-- Available data follows --

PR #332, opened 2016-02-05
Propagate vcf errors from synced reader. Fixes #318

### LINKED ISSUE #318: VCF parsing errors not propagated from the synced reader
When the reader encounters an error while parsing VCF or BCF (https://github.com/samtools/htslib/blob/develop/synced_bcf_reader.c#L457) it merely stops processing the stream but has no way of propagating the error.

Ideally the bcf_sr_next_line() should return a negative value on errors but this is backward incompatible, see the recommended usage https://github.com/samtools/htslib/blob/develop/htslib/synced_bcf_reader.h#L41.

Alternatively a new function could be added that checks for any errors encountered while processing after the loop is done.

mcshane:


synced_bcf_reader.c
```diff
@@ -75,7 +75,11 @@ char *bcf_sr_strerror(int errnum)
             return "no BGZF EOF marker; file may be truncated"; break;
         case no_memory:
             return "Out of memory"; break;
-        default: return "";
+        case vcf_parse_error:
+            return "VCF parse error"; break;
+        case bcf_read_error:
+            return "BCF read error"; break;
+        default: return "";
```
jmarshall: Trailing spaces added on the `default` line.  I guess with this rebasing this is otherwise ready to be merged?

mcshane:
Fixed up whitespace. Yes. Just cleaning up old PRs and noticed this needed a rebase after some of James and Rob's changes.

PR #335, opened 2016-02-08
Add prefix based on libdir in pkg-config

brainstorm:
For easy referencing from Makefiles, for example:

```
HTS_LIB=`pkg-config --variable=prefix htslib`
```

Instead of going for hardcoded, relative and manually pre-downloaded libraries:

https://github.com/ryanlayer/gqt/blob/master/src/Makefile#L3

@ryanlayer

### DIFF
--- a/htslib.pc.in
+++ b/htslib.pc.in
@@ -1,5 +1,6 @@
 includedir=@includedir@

-- Available data concluded --
-- Available data follows --

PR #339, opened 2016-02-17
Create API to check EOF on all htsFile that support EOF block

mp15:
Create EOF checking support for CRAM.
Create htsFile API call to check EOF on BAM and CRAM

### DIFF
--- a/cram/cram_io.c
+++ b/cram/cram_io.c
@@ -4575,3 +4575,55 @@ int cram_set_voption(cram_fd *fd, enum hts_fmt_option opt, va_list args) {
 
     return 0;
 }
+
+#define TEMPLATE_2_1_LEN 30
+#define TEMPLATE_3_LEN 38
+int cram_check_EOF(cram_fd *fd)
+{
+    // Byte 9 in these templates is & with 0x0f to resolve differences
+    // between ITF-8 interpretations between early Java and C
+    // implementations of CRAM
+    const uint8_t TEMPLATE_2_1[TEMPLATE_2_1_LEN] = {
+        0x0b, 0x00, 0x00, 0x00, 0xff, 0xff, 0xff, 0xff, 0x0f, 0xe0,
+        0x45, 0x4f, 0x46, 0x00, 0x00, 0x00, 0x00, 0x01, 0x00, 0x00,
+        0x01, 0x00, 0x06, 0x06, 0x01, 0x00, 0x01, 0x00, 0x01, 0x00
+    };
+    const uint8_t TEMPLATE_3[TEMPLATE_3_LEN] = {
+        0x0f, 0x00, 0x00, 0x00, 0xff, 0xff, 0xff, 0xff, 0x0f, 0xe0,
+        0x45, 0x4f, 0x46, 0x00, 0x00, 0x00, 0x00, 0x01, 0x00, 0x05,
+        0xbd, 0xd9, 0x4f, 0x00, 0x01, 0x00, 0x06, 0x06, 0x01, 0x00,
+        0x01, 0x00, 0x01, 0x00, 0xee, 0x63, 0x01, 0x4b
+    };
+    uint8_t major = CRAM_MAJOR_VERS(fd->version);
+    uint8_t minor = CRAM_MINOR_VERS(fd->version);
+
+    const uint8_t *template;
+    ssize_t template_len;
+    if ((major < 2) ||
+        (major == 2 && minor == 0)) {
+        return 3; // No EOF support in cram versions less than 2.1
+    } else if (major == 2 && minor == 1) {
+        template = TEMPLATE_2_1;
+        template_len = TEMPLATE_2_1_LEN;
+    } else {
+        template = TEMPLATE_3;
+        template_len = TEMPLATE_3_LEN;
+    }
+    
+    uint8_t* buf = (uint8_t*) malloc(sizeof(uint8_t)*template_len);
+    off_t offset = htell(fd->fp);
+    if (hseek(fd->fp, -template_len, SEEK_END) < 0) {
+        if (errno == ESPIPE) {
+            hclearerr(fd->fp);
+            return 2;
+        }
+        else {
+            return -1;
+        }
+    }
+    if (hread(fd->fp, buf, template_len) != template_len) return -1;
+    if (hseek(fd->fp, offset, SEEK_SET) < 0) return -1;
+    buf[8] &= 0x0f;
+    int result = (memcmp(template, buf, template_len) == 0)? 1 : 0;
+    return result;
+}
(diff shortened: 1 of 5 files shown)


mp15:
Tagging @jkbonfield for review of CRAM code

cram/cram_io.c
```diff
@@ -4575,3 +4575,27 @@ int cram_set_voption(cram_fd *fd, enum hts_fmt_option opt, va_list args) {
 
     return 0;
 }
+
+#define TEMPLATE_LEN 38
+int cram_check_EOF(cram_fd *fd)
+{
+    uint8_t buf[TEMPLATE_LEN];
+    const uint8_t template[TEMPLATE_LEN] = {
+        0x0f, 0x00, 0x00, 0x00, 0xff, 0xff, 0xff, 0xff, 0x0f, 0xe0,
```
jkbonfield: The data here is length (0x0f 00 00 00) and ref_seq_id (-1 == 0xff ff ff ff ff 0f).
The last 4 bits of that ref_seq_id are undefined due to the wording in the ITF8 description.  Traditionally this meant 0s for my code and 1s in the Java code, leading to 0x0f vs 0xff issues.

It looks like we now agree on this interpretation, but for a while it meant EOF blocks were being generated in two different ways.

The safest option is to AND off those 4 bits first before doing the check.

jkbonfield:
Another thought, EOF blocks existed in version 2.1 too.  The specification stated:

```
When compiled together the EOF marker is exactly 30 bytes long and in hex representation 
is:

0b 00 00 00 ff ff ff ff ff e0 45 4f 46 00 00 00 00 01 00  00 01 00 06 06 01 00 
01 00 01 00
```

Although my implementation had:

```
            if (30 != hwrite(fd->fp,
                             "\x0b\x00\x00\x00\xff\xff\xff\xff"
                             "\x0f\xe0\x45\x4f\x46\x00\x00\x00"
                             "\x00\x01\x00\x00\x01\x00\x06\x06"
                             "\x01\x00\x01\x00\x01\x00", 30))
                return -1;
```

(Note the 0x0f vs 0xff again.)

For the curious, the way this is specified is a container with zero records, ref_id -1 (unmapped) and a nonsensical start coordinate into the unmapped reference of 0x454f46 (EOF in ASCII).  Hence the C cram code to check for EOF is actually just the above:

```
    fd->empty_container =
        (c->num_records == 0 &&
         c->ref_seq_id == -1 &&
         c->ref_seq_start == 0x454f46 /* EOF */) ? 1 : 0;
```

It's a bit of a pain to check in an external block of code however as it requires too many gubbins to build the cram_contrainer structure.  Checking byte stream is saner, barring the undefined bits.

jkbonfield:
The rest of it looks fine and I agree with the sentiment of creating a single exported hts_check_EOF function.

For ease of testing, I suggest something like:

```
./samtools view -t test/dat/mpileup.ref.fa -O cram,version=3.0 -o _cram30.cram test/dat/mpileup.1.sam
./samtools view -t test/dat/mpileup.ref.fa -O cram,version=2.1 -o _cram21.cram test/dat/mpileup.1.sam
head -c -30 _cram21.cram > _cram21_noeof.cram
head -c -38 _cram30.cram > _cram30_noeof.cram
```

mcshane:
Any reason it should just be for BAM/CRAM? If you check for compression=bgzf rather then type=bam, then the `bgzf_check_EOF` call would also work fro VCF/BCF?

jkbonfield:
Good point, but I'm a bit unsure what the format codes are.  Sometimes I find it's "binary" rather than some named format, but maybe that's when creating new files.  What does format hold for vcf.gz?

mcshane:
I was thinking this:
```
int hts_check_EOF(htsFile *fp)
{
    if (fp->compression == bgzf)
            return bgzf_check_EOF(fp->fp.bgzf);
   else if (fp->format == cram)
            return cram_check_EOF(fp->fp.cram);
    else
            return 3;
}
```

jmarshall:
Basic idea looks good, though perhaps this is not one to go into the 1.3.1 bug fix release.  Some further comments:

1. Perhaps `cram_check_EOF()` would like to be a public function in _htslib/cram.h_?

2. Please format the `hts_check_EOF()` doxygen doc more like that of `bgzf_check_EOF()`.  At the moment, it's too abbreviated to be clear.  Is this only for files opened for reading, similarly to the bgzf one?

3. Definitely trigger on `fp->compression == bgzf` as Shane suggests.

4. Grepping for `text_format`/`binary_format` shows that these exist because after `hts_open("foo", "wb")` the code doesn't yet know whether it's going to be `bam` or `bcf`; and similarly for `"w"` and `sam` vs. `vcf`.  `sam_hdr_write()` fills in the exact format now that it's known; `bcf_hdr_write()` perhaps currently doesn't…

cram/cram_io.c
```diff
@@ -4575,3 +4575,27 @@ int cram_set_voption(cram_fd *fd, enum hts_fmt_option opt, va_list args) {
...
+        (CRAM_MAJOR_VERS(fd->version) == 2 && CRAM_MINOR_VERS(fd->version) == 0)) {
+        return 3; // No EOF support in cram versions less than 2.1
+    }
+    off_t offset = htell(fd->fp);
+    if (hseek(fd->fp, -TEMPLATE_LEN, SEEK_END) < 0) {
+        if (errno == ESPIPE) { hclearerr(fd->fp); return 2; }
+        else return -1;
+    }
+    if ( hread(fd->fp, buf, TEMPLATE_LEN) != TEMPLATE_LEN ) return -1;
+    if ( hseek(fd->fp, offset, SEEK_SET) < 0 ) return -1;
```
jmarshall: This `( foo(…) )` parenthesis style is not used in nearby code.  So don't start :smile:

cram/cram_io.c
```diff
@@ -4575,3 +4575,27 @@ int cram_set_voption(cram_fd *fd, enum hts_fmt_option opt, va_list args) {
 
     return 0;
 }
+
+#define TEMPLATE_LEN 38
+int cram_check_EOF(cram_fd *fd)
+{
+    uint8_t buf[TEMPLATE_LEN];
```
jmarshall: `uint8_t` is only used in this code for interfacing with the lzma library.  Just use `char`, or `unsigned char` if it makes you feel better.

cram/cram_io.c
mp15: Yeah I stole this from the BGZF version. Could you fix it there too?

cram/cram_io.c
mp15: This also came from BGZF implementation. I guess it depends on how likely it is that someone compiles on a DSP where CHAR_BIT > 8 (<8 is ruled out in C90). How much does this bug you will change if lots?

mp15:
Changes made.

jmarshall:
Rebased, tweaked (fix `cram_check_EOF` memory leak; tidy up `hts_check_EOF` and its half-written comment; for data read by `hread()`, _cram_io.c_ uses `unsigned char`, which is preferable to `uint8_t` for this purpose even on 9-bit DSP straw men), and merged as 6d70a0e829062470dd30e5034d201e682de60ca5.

-- Available data concluded --

Copy all lines of the listing above that contain the string "after".

▶ [Result of this exercise]:
Alternatively a new function could be added that checks for any errors encountered while processing after the loop is done.
Fixed up whitespace. Yes. Just cleaning up old PRs and noticed this needed a rebase after some of James and Rob's changes.
4. Grepping for `text_format`/`binary_format` shows that these exist because after `hts_open("foo", "wb")` the code doesn't yet know whether it's going to be `bam` or `bcf`; and similarly for `"w"` and `sam` vs. `vcf`.  `sam_hdr_write()` fills in the exact format now that it's known; `bcf_hdr_write()` perhaps currently doesn't…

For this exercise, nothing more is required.